### WORK INSTRUCTION
Every entry needs to be printed exactly, please.

### TASK MATERIAL
>>

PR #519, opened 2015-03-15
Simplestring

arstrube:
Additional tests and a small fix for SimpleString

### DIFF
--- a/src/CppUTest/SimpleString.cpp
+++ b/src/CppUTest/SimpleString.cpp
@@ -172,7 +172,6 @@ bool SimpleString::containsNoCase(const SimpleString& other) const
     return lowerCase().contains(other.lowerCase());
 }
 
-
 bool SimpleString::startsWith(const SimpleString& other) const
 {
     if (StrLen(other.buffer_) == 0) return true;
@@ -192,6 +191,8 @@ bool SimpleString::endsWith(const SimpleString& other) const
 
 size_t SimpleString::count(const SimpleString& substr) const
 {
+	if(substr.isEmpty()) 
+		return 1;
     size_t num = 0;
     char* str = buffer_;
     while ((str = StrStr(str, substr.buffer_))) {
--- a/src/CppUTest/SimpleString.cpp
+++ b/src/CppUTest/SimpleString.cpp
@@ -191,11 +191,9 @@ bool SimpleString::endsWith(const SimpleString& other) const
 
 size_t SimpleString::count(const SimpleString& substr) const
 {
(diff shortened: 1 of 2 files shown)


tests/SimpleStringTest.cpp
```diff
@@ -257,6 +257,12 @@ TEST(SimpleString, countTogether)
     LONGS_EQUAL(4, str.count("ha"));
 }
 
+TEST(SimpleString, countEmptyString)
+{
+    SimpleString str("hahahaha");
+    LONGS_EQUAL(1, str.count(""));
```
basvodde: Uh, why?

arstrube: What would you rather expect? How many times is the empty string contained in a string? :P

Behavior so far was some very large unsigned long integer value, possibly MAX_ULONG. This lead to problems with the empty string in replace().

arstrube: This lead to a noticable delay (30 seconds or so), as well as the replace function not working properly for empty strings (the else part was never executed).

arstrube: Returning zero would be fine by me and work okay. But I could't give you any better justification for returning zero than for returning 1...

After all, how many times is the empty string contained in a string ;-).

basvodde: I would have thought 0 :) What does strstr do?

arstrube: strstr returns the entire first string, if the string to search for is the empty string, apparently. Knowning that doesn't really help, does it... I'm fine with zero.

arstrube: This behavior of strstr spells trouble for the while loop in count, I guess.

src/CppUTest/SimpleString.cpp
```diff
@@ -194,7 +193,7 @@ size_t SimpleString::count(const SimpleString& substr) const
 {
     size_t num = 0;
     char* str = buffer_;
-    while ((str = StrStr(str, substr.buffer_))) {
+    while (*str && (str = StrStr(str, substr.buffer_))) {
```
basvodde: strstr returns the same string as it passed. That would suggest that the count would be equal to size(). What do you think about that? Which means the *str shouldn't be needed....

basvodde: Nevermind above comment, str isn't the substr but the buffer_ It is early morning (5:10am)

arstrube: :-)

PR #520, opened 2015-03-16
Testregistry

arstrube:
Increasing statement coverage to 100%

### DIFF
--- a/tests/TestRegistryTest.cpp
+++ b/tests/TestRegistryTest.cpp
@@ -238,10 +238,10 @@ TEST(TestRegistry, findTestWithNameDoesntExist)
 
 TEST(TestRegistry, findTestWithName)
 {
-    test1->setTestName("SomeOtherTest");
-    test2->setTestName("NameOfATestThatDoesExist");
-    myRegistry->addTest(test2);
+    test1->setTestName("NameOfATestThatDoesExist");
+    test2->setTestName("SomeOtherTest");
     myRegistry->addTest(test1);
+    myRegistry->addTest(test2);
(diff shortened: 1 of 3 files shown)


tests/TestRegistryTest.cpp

<<

### RESULT OF THIS TASK
PR #519, opened 2015-03-15
Simplestring

arstrube:
Additional tests and a small fix for SimpleString

### DIFF
--- a/src/CppUTest/SimpleString.cpp
+++ b/src/CppUTest/SimpleString.cpp
@@ -172,7 +172,6 @@ bool SimpleString::containsNoCase(const SimpleString& other) const
     return lowerCase().contains(other.lowerCase());
 }
 
-
 bool SimpleString::startsWith(const SimpleString& other) const
 {
     if (StrLen(other.buffer_) == 0) return true;
@@ -192,6 +191,8 @@ bool SimpleString::endsWith(const SimpleString& other) const
 
 size_t SimpleString::count(const SimpleString& substr) const
 {
+	if(substr.isEmpty()) 
+		return 1;
     size_t num = 0;
     char* str = buffer_;
     while ((str = StrStr(str, substr.buffer_))) {
--- a/src/CppUTest/SimpleString.cpp
+++ b/src/CppUTest/SimpleString.cpp
@@ -191,11 +191,9 @@ bool SimpleString::endsWith(const SimpleString& other) const
 
 size_t SimpleString::count(const SimpleString& substr) const
 {
(diff shortened: 1 of 2 files shown)


tests/SimpleStringTest.cpp
```diff
@@ -257,6 +257,12 @@ TEST(SimpleString, countTogether)
     LONGS_EQUAL(4, str.count("ha"));
 }
 
+TEST(SimpleString, countEmptyString)
+{
+    SimpleString str("hahahaha");
+    LONGS_EQUAL(1, str.count(""));
```
basvodde: Uh, why?

arstrube: What would you rather expect? How many times is the empty string contained in a string? :P

Behavior so far was some very large unsigned long integer value, possibly MAX_ULONG. This lead to problems with the empty string in replace().

arstrube: This lead to a noticable delay (30 seconds or so), as well as the replace function not working properly for empty strings (the else part was never executed).

arstrube: Returning zero would be fine by me and work okay. But I could't give you any better justification for returning zero than for returning 1...

After all, how many times is the empty string contained in a string ;-).

basvodde: I would have thought 0 :) What does strstr do?

arstrube: strstr returns the entire first string, if the string to search for is the empty string, apparently. Knowning that doesn't really help, does it... I'm fine with zero.

arstrube: This behavior of strstr spells trouble for the while loop in count, I guess.

src/CppUTest/SimpleString.cpp
```diff
@@ -194,7 +193,7 @@ size_t SimpleString::count(const SimpleString& substr) const
 {
     size_t num = 0;
     char* str = buffer_;
-    while ((str = StrStr(str, substr.buffer_))) {
+    while (*str && (str = StrStr(str, substr.buffer_))) {
```
basvodde: strstr returns the same string as it passed. That would suggest that the count would be equal to size(). What do you think about that? Which means the *str shouldn't be needed....

basvodde: Nevermind above comment, str isn't the substr but the buffer_ It is early morning (5:10am)

arstrube: :-)

PR #520, opened 2015-03-16
Testregistry

arstrube:
Increasing statement coverage to 100%

### DIFF
--- a/tests/TestRegistryTest.cpp
+++ b/tests/TestRegistryTest.cpp
@@ -238,10 +238,10 @@ TEST(TestRegistry, findTestWithNameDoesntExist)
 
 TEST(TestRegistry, findTestWithName)
 {
-    test1->setTestName("SomeOtherTest");
-    test2->setTestName("NameOfATestThatDoesExist");
-    myRegistry->addTest(test2);
+    test1->setTestName("NameOfATestThatDoesExist");
+    test2->setTestName("SomeOtherTest");
     myRegistry->addTest(test1);
+    myRegistry->addTest(test2);
(diff shortened: 1 of 3 files shown)


tests/TestRegistryTest.cpp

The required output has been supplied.